(Provided material)

Issue #192, opened 2016-10-24
Merge of Client and Observation registries


msangoi:
Because the observation lifecycle is tied to the client registration, it makes sense to have a common store.

This change is related to the race condition issues: #176 and #77

sbernard31:
I'm working on it. 
Very first stage available in the [refactor_merge_store](https://github.com/eclipse/leshan/commits/refactor_merge_stores) branch.

sbernard31:
This is done (#210)

PR #210, opened 2016-11-29
Create a new store which handles registrations and observations.

sbernard31:
I refactor the code to create a new store which handles registrations and observations.

This aims to fix several issues about registrations and observations lifecycle. Merging the store allow to easily handle atomicity on registration/observations operations. (E.g. deregister will removed current observations)
more details : #192

This PR is focused on introducing the store without too many impact on current user API. (ClientRegistry and ObservationRegistry).

But this reveal some issues in the current API (e.g. `ClientRegistry` expose methods like `registerClient()` or `updateClient()` which is internal API). So the next step will probably to clean the API (with some renaming :-/ ).

### DIFF
--- a/leshan-server-core/src/main/java/org/eclipse/leshan/server/registration/ExpirationListener.java
+++ b/leshan-server-core/src/main/java/org/eclipse/leshan/server/registration/ExpirationListener.java
@@ -1,0 +1,26 @@
+/*******************************************************************************
+ * Copyright (c) 2016 Sierra Wireless and others.
+ * 
+ * All rights reserved. This program and the accompanying materials
+ * are made available under the terms of the Eclipse Public License v1.0
+ * and Eclipse Distribution License v1.0 which accompany this distribution.
+ * 
+ * The Eclipse Public License is available at
+ *    http://www.eclipse.org/legal/epl-v10.html
+ * and the Eclipse Distribution License is available at
+ *    http://www.eclipse.org/org/documents/edl-v10.html.
+ * 
+ * Contributors:
+ *     Sierra Wireless - initial API and implementation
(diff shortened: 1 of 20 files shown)


leshan-server-core/src/main/java/org/eclipse/leshan/server/registration/RegistrationStore.java
```diff
@@ -0,0 +1,120 @@
...
+     * @param address of the client registered.
+     * @return the registration or null if there is no client registered with this socket address.
+     */
+    Collection<Client> getRegistrationByAdress(InetSocketAddress address);
+
+    /**
+     * @return all registrations in this store.
+     * @Deprecated should be replaced by an iterator.
+     */
+    // TODO should be removed
```
msangoi: Should be replaced by an iterator version.

leshan-server-core/src/main/java/org/eclipse/leshan/server/registration/ExpirationListener.java
```diff
@@ -0,0 +1,31 @@
...
+import org.eclipse.leshan.server.client.Client;
+
+/**
+ * A listener to be aware of registration expiration.
+ * 
+ * @see RegistrationStore
+ */
+public interface ExpirationListener {
+
+    void registrationExpire(Client registration, Collection<Observation> observation);
```
msangoi: registrationExpired? or expiredRegistration?

msangoi:
Ok for me to merge so that we can move to the next refactoring steps (observe api clean-up, renaming...)

sbernard31:
This is now integrated in master :)

PR #211, opened 2016-12-02
introducing RequestRejectException to identify a rejected request

balsmn:
Specific exceptions helps to identify concrete reason why a request failed like a request was rejected by the LWM2M client or the request was cancelled. 


jvermillard:
I'm not sure to understand the use case. this should occur only if a device reject the request by sending a CoAP RESET ? I don't think LWM2M permit this.

balsmn:
> I don't think LWM2M permit this.

I am not sure about that. In LWM2M Spec Section 8.1 under Transport layer bindings, it is mentioned that

`The Reset message is used as a message layer error message in response to a malformed Confirmable message.`

As this applies to the Transport Layer (CoAP), when server sends a malformed CON, then it could get a RST from the client.

leshan-core/src/main/java/org/eclipse/leshan/core/request/exception/RequestRejectedException.java
```diff
@@ -0,0 +1,37 @@
...
+ *    http://www.eclipse.org/org/documents/edl-v10.html.
+ *
+ * Contributors:
+ *     Bosch Software Innovations GmbH
+ *               - initial API and implementation
+ *******************************************************************************/
+package org.eclipse.leshan.core.request.exception;
+
+/**
+ * Exception indicating that the message was rejected by the LWM2M client.
```
sbernard31: As we use it, at LWM2M client side too. I think we can not use _"LWM2M client"_ in this javadoc. Maybe we can use _"Request receiver"_ ?  Better proposition is welcome ;)

Should we use _"request"_ instead of _"message"_ too ?

leshan-core/src/main/java/org/eclipse/leshan/core/request/exception/RequestRejectedException.java
```diff
@@ -0,0 +1,37 @@
...
+public class RequestRejectedException extends RuntimeException {
+
+    private static final long serialVersionUID = 1L;
+
+    public RequestRejectedException() {
+        super();
+    }
+
+    /**
+     * @param message the message returned by the server or <code>null</code> if the server did not return a message
```
sbernard31: I think there is not message payload for RST message in CoAP spec. Even if it exists the Californium API don't expose it. So we can remove this parameter.

leshan-client-cf/src/main/java/org/eclipse/leshan/client/californium/impl/CaliforniumLwM2mClientRequestSender.java
```diff
@@ -163,12 +164,12 @@ public void onTimeout() {
 
         @Override
         public void onCancel() {
-            errorCallback.onError(new RequestFailedException("Canceled request"));
+            errorCallback.onError(new RequestCanceledException("Canceled request"));
```
sbernard31: I'm not sure we need a message parameter for `RequestCanceledException` ? (same thing for sender at server side)

leshan-core/src/main/java/org/eclipse/leshan/core/request/exception/RequestRejectedException.java
balsmn: Yes I agree. I am fine with Request receiver.

leshan-core/src/main/java/org/eclipse/leshan/core/request/exception/RequestRejectedException.java
balsmn: Good point. I will remove this constructor.

balsmn:
@sbernard31 As we have now specific exceptions like RequestCanceledException and RequestFailedException, does a generic exception like RequestFailedException is still needed? It is not used anywhere in leshan code now. I can remove it too.

sbernard31:
If this is not used, I suppose we can remove it.

balsmn:
@sbernard31 I also tried to rebase on to the leshan master and didn't get any conflict.  I don't know what this `QueuedRequestSender` conflict is. I am not able to view it.

balsmn:
@sbernard31 please ignore my previous comment. I found it and I will push it shortly resolving it.

leshan-server-demo/src/main/java/org/eclipse/leshan/server/demo/servlet/ClientServlet.java
```diff
@@ -194,7 +193,7 @@ protected void doPut(HttpServletRequest req, HttpServletResponse resp) throws Se
             LOG.warn("Invalid request or response", e);
             resp.setStatus(HttpServletResponse.SC_BAD_REQUEST);
             resp.getWriter().append(e.getMessage()).flush();
-        } catch (ResourceAccessException | RequestFailedException e) {
+        } catch (ResourceAccessException e) {
```
sbernard31: We should replace RequestFailedException by RequestRejectedException else we change the behavior and I'm not sure this is what we want.

balsmn:
@sbernard31  can you verify it and close it. Thanks.

sbernard31:
Integrated in master (commit a7a0b0bf6b84f9365fe5059c57c1a1258bb41d24)

PR #647, opened 2026-06-01
fix(multi-machine): bound + log the tokenless-standby reply relay

JKHeadley:
## What

**A moved conversation's reply no longer hangs silently when the holder machine is briefly unreachable.** When a pool standby serves a moved session it relays its replies through the Telegram-owning lease holder's reply endpoint (bug #7, `outboundRelay`). Driving the live multi-machine proof surfaced two operational defects in that relay:

1. **No timeout** — the `fetch` had no `AbortSignal`, so when the holder's tunnel was momentarily unreachable (observed: the laptop's named tunnel mid-restart) the relay **hung**; the moved session's reply stalled >70s with no result.
2. **Silent failure** — every failure path (no peer URL / non-2xx / network error) returned `null` with **no log line**, so a dropped reply was invisible. The only way it surfaced was driving it live and watching the hang.

## Fix

Extract the relay into a pure injectable unit `src/core/TelegramRelay.ts` (`relayOutbound`) and:
- **Bound it** with an `AbortController` (`timeoutMs`, default 15s, tunable via `config.multiMachine.relayTimeoutMs`) — a stalled holder fails fast instead of hanging.
- **Make it observable** — every non-success path logs one explanatory line (`no peer URL …`, `holder … returned <status> …`, `timeout after Nms`, or the network error).

`server.ts` wires `telegram.outboundRelay` to `relayOutbound(...)`; success semantics unchanged. Single-machine agents are unaffected (the relay is only wired in the pool branch and only invoked by a tokenless standby). No migration (compiled source only).

## Tests / evidence

`tests/unit/telegram-relay-timeout-observability.test.ts` (7) drive the real `relayOutbound` with an injected fetch + logger: 2xx returns messageId + posts the correct URL/Bearer; self-hold no-ops; no-peer-URL logs; non-2xx logs the status; **a hanging holder aborts within the timeout (elapsed under 2s) and logs `timeout after Nms`** (the headline fix); a network error logs its message; the `silent` flag passes through. **7/7 green**, `tsc` clean.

(End Provided material)

What to produce: Reproduce exactly, please, only the lines from the start of the data above to the line that contains "PR #210, opened 2016-11-29", with both ends kept.

Problem solution:
Issue #192, opened 2016-10-24
Merge of Client and Observation registries


msangoi:
Because the observation lifecycle is tied to the client registration, it makes sense to have a common store.

This change is related to the race condition issues: #176 and #77

sbernard31:
I'm working on it. 
Very first stage available in the [refactor_merge_store](https://github.com/eclipse/leshan/commits/refactor_merge_stores) branch.

sbernard31:
This is done (#210)

PR #210, opened 2016-11-29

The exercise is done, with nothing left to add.